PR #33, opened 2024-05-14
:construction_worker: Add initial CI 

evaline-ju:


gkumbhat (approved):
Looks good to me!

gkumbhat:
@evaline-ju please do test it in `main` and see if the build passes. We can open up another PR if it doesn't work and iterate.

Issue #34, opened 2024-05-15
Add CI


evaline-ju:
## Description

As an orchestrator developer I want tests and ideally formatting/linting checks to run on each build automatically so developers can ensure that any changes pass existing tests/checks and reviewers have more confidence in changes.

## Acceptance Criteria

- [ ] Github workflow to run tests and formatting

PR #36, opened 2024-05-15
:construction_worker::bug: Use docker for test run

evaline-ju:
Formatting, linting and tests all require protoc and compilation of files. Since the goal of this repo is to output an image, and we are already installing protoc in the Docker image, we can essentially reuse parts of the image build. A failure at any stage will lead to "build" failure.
...
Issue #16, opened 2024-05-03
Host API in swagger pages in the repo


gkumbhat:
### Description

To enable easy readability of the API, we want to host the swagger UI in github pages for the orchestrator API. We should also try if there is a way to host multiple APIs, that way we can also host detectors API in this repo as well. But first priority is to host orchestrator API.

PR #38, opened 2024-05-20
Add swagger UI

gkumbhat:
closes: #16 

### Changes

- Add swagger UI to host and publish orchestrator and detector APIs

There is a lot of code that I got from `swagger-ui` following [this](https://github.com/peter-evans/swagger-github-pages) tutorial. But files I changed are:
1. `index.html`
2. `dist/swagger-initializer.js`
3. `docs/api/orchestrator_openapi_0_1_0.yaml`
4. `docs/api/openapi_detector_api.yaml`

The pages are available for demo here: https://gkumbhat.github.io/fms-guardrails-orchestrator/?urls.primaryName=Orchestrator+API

▶ _Description of the task_
When a line of the records has the word "docs", pick it out and copy it.

▶ _Answer space_
3. `docs/api/orchestrator_openapi_0_1_0.yaml`
4. `docs/api/openapi_detector_api.yaml`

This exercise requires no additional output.